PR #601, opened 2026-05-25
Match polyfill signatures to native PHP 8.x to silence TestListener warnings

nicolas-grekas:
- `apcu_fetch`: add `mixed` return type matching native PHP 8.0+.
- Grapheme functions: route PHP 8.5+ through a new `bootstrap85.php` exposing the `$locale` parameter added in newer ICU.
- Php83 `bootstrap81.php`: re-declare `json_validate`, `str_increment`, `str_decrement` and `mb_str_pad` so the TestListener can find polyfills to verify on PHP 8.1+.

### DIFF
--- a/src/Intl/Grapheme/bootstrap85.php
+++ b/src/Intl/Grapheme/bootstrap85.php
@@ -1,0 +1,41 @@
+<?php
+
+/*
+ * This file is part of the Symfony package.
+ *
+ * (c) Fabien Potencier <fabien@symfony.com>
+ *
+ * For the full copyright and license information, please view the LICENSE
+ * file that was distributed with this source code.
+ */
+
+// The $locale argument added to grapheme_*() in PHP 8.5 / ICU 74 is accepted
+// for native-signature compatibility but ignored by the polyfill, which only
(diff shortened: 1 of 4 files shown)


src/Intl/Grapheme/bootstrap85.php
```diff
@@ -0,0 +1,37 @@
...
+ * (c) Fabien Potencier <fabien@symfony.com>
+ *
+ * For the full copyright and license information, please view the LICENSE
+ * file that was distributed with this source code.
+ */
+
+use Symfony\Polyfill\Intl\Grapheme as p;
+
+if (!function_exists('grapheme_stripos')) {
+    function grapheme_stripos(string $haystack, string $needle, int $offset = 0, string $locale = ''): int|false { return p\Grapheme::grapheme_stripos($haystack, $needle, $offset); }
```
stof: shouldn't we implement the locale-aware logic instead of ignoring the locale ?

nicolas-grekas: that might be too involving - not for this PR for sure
━━━━
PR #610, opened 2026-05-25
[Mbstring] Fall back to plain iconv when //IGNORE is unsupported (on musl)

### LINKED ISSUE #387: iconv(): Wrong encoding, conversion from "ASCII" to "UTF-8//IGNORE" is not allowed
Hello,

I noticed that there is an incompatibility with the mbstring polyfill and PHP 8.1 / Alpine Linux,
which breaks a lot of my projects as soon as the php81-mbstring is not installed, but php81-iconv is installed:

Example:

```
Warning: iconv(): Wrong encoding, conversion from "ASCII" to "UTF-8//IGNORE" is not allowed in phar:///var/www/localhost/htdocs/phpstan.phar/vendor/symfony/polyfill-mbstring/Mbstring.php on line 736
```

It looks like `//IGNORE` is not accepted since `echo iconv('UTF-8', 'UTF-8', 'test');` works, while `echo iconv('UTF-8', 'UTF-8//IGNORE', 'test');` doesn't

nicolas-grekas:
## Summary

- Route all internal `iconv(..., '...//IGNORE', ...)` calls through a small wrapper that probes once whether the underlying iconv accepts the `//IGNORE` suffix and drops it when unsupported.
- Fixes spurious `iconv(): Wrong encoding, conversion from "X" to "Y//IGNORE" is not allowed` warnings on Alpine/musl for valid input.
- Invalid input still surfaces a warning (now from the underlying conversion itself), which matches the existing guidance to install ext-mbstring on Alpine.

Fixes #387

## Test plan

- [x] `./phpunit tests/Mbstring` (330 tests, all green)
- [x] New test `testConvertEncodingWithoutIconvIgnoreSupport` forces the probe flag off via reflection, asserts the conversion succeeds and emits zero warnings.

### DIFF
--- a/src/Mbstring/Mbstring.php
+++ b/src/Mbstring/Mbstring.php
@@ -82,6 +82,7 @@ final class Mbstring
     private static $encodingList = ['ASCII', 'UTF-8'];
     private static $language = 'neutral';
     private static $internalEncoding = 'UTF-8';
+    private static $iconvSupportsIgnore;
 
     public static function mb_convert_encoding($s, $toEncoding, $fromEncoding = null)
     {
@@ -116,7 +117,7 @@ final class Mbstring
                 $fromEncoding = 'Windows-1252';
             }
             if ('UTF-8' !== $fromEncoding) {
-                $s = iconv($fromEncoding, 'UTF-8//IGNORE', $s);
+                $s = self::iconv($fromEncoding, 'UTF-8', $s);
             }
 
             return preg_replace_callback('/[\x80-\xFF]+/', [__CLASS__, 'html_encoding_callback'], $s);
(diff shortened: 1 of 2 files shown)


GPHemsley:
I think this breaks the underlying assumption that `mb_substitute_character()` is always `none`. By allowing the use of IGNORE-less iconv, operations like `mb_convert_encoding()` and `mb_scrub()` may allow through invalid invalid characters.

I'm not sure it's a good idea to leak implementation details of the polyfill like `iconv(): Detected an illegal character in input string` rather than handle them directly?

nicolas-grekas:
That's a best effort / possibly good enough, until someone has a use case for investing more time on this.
━━━━
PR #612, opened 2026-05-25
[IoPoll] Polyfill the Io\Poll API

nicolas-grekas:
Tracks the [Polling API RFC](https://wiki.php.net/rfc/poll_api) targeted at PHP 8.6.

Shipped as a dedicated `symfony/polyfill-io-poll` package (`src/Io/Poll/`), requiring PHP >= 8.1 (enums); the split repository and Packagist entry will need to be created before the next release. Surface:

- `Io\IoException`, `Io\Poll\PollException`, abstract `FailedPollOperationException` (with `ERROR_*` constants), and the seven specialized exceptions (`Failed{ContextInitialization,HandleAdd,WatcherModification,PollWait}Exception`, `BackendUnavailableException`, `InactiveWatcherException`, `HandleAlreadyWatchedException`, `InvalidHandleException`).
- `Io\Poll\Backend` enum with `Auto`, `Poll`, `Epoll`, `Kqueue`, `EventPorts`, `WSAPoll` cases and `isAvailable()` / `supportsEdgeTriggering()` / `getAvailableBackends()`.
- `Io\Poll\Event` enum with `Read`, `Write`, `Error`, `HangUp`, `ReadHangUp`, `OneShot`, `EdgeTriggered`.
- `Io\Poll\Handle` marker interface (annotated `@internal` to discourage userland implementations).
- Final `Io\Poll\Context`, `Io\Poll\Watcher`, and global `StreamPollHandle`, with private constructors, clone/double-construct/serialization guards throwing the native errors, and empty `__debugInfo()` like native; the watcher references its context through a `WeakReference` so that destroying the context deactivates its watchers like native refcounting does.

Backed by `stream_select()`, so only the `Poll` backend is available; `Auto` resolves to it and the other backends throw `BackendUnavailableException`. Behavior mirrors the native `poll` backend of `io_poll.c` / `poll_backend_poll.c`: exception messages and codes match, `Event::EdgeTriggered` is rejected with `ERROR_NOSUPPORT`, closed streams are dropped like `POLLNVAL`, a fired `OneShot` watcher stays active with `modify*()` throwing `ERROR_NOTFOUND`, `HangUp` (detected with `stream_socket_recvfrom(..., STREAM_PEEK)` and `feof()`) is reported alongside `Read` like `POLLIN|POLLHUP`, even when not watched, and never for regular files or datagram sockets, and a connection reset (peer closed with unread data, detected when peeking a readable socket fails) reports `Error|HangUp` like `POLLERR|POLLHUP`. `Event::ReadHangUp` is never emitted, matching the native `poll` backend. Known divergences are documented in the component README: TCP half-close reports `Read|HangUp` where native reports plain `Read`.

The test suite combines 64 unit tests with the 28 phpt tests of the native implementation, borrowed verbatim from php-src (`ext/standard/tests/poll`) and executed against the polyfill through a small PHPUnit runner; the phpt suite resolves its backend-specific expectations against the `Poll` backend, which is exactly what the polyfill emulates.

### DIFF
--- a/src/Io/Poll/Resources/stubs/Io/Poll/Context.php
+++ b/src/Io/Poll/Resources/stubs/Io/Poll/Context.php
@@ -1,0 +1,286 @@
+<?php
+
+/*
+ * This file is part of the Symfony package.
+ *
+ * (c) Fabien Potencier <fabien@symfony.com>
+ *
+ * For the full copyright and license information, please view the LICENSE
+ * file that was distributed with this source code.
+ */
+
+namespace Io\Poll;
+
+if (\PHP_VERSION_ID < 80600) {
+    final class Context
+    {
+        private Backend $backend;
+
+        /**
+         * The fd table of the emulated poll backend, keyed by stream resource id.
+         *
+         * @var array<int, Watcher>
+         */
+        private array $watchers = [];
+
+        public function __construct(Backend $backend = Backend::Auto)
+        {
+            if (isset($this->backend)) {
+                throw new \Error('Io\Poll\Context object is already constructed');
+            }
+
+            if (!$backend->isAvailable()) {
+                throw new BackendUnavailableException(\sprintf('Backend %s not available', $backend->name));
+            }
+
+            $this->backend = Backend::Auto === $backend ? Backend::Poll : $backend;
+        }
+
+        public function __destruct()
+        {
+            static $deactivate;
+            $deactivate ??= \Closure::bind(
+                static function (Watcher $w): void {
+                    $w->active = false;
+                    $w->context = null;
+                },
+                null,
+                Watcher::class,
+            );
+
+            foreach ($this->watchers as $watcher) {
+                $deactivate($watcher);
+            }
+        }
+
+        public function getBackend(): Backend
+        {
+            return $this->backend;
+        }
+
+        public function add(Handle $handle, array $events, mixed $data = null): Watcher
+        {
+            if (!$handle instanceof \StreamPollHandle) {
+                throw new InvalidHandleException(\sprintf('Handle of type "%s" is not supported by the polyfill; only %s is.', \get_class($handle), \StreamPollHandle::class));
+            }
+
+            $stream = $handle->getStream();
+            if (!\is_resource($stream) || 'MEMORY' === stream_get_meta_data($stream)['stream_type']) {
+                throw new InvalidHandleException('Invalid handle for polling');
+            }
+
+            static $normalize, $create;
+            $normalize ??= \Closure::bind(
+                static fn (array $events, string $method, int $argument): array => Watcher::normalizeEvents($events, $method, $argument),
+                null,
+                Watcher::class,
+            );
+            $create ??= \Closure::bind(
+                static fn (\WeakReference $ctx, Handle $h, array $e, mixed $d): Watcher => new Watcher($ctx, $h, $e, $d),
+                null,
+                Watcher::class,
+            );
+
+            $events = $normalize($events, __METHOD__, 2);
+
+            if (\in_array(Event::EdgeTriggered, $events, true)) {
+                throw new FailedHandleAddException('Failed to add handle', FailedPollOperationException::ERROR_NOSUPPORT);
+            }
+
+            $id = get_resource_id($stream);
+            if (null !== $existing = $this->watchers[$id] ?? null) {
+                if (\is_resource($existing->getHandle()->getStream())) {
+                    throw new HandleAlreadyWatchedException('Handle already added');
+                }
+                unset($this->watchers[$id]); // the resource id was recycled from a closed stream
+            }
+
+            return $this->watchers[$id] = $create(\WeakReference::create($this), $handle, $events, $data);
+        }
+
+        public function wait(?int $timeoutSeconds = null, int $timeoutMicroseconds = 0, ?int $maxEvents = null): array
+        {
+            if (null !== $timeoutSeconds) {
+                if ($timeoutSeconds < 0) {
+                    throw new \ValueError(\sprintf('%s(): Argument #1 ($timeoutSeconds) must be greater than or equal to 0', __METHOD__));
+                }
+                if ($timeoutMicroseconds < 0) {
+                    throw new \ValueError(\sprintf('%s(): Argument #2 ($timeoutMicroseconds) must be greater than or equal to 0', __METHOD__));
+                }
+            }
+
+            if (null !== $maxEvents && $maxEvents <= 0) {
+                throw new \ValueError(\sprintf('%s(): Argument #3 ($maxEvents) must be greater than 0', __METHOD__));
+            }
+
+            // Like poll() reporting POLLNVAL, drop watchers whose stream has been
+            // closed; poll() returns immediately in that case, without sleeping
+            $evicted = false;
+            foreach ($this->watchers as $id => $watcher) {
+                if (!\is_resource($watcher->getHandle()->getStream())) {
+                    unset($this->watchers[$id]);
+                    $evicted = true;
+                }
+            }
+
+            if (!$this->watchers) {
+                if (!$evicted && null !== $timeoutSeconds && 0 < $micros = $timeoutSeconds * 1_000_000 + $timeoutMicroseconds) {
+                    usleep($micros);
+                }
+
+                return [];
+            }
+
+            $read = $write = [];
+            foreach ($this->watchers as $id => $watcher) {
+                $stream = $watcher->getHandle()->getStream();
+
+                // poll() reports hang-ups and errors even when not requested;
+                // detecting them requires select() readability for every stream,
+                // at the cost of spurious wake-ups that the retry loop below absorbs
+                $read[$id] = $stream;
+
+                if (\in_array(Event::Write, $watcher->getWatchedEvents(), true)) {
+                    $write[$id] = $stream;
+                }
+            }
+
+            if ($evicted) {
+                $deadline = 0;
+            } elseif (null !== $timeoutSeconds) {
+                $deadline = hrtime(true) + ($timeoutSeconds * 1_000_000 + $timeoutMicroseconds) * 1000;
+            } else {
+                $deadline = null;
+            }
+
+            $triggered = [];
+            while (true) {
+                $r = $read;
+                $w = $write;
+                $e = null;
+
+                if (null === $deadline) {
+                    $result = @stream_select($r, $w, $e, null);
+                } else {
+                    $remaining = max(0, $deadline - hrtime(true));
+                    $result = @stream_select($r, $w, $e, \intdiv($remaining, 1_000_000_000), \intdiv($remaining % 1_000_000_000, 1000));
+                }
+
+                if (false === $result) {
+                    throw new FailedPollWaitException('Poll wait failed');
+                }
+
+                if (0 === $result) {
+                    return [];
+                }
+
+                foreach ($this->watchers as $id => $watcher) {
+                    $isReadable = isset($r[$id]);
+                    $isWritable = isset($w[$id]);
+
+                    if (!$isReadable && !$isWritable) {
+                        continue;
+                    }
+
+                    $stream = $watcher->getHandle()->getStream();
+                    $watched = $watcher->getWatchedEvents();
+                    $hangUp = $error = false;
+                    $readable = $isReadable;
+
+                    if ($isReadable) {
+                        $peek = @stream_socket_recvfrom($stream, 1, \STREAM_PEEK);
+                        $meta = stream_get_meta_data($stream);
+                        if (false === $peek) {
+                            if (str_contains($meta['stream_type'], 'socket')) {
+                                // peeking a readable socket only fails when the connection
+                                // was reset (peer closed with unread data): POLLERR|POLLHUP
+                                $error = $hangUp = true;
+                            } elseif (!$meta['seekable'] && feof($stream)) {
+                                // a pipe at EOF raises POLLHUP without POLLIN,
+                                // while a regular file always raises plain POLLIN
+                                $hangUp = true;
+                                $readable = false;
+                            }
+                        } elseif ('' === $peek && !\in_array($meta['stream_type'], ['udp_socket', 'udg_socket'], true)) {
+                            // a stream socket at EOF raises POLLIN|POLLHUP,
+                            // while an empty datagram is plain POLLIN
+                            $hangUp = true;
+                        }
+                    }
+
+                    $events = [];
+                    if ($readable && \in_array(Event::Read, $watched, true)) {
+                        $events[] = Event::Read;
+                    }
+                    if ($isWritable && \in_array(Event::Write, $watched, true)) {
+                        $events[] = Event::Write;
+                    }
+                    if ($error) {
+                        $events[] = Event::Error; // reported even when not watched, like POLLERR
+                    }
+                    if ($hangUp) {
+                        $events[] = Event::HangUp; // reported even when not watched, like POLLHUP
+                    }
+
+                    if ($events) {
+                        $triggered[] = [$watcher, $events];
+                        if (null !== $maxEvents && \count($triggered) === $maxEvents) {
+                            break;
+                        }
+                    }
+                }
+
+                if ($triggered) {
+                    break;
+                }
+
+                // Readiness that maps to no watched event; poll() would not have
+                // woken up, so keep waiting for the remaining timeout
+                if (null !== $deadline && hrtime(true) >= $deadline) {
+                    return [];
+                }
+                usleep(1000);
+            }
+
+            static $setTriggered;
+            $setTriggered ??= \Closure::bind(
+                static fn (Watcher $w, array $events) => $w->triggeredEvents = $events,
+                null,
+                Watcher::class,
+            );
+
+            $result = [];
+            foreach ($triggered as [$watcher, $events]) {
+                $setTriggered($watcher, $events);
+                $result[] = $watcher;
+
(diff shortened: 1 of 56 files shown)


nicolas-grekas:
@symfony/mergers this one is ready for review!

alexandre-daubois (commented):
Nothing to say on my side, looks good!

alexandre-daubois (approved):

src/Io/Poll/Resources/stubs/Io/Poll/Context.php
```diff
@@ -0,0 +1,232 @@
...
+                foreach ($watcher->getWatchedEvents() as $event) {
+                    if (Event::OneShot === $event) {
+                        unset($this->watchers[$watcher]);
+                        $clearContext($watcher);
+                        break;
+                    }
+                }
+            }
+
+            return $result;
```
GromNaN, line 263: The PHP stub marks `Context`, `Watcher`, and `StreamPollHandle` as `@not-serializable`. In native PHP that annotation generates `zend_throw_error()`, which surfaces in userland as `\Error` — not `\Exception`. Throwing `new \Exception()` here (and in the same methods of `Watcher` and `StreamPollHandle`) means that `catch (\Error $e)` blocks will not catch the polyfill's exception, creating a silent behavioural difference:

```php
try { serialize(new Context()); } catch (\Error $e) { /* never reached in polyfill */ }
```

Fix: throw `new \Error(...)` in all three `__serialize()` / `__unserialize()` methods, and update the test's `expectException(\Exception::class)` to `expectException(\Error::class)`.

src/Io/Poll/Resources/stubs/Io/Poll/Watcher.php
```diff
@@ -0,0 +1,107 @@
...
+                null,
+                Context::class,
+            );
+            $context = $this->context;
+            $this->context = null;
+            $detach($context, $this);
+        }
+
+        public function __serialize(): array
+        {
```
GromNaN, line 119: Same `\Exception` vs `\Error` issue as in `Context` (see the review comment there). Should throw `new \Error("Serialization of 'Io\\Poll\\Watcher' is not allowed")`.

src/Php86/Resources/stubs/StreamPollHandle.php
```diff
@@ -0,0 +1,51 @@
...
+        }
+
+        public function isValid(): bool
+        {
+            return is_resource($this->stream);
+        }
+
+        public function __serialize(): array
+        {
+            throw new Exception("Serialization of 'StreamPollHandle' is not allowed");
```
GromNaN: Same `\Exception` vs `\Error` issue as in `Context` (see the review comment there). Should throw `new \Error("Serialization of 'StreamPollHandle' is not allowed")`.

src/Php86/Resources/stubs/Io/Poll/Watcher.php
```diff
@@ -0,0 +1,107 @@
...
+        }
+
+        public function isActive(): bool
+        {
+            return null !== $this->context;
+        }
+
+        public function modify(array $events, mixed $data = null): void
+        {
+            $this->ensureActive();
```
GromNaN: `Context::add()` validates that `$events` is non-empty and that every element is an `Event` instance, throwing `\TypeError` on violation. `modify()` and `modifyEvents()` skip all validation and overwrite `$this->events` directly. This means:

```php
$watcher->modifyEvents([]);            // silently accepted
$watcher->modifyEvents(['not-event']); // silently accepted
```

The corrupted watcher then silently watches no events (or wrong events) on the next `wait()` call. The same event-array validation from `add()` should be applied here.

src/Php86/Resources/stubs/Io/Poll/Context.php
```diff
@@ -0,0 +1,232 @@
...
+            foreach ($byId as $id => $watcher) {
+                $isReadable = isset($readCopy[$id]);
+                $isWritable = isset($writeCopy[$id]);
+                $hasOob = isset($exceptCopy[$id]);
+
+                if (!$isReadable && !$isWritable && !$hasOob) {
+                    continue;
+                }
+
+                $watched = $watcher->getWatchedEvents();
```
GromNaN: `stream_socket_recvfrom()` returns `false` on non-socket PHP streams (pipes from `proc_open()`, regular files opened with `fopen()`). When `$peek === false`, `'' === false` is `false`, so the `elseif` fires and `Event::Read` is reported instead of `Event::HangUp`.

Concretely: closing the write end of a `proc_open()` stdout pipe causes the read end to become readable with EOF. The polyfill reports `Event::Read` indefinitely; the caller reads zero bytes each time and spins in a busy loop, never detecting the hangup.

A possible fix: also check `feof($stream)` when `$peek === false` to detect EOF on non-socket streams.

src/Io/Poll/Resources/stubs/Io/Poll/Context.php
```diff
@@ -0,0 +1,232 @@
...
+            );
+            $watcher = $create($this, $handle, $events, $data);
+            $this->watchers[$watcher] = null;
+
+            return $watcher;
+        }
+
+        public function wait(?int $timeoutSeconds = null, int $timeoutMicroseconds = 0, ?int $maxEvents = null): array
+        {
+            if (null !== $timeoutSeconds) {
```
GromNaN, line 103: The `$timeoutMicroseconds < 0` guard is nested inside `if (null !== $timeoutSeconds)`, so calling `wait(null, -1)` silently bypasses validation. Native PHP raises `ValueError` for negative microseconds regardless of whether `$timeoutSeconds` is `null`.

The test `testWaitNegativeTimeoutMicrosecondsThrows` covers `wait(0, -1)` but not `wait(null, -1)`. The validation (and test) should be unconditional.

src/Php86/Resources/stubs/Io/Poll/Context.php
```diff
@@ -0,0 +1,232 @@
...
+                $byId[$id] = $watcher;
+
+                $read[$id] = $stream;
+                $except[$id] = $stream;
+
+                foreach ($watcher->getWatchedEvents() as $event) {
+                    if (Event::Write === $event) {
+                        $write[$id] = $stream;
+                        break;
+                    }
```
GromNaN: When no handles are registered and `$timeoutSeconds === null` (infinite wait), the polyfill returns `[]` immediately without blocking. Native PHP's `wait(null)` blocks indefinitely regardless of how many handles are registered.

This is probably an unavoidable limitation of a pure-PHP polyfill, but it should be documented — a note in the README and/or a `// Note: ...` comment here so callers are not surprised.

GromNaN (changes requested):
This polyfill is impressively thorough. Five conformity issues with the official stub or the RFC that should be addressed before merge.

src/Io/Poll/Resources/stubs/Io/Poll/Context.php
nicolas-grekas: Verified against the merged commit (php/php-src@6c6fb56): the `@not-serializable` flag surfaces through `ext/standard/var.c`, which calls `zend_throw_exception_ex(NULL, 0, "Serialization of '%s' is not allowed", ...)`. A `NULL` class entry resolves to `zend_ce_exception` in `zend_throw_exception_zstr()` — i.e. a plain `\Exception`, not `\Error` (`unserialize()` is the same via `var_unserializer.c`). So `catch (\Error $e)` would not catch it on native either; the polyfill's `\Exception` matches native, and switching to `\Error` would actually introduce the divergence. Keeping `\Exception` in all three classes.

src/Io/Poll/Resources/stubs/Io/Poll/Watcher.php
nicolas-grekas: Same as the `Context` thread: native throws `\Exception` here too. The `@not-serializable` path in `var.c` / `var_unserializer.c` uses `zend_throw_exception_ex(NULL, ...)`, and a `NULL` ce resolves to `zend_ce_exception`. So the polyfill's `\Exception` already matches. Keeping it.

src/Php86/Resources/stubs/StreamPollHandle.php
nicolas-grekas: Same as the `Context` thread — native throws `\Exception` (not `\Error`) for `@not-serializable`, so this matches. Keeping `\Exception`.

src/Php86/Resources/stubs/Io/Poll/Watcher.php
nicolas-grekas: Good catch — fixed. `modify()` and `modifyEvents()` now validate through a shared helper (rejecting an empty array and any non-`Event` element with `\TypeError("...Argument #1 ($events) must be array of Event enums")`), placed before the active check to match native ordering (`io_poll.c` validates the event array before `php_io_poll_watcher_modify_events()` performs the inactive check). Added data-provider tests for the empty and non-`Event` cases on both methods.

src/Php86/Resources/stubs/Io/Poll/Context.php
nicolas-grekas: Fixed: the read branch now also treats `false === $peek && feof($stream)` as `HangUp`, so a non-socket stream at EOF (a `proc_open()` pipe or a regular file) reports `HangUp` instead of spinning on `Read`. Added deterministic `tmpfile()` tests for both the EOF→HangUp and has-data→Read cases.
━━━━
- _WHAT TO DO_: Using the data above, print exactly the lines from the line that contains "case, without sleeping" through the line that contains "max(0, $deadline - hrtime(true));", with both included.

- _SOLUTION FOR THIS EXERCISE_:
+            // closed; poll() returns immediately in that case, without sleeping
+            $evicted = false;
+            foreach ($this->watchers as $id => $watcher) {
+                if (!\is_resource($watcher->getHandle()->getStream())) {
+                    unset($this->watchers[$id]);
+                    $evicted = true;
+                }
+            }
+
+            if (!$this->watchers) {
+                if (!$evicted && null !== $timeoutSeconds && 0 < $micros = $timeoutSeconds * 1_000_000 + $timeoutMicroseconds) {
+                    usleep($micros);
+                }
+
+                return [];
+            }
+
+            $read = $write = [];
+            foreach ($this->watchers as $id => $watcher) {
+                $stream = $watcher->getHandle()->getStream();
+
+                // poll() reports hang-ups and errors even when not requested;
+                // detecting them requires select() readability for every stream,
+                // at the cost of spurious wake-ups that the retry loop below absorbs
+                $read[$id] = $stream;
+
+                if (\in_array(Event::Write, $watcher->getWatchedEvents(), true)) {
+                    $write[$id] = $stream;
+                }
+            }
+
+            if ($evicted) {
+                $deadline = 0;
+            } elseif (null !== $timeoutSeconds) {
+                $deadline = hrtime(true) + ($timeoutSeconds * 1_000_000 + $timeoutMicroseconds) * 1000;
+            } else {
+                $deadline = null;
+            }
+
+            $triggered = [];
+            while (true) {
+                $r = $read;
+                $w = $write;
+                $e = null;
+
+                if (null === $deadline) {
+                    $result = @stream_select($r, $w, $e, null);
+                } else {
+                    $remaining = max(0, $deadline - hrtime(true));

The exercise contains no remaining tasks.